## Task to carry out
Write the listing below again, word for word.

## Records to use
PR #2309, opened 2026-02-25
t1327.2: Enhance SimpleX Chat subagent with bot API reference details

marcusquinn:
## Summary

- Enhance the SimpleX Chat subagent documentation with detailed bot API reference material from the t1327.1 research report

## Your solution
PR #2309, opened 2026-02-25
t1327.2: Enhance SimpleX Chat subagent with bot API reference details

marcusquinn:
## Summary

- Enhance the SimpleX Chat subagent documentation with detailed bot API reference material from the t1327.1 research report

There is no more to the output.